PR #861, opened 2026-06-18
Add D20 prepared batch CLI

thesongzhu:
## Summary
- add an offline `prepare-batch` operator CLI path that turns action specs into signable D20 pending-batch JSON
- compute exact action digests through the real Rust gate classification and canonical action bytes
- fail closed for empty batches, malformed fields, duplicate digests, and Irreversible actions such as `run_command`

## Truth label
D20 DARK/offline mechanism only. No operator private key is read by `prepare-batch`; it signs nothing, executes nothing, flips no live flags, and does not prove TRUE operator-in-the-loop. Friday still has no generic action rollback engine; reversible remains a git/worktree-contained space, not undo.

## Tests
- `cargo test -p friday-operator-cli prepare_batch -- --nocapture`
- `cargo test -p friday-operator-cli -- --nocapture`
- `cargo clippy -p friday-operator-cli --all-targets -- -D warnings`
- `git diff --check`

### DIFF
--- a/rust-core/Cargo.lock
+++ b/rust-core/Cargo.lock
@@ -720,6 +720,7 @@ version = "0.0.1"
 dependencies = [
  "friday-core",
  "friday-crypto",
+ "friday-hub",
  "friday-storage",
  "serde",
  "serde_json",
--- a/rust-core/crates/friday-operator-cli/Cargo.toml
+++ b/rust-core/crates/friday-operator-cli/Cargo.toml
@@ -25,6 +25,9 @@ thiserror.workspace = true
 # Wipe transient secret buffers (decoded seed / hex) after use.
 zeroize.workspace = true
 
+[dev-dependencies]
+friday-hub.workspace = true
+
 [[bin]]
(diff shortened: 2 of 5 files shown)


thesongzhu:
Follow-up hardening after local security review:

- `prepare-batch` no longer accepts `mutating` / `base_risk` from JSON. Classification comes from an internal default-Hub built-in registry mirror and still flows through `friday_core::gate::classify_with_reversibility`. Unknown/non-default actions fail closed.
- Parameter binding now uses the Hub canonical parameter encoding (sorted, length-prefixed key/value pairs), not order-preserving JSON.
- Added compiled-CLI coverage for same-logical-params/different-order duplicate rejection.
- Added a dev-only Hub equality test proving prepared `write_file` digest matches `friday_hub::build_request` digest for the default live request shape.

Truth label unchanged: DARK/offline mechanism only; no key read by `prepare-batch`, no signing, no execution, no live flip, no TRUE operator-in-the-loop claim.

— THE TASK —
Each line of the data that holds "duplicate" should be copied.

— EXPECTED OUTPUT —
- fail closed for empty batches, malformed fields, duplicate digests, and Irreversible actions such as `run_command`
- Added compiled-CLI coverage for same-logical-params/different-order duplicate rejection.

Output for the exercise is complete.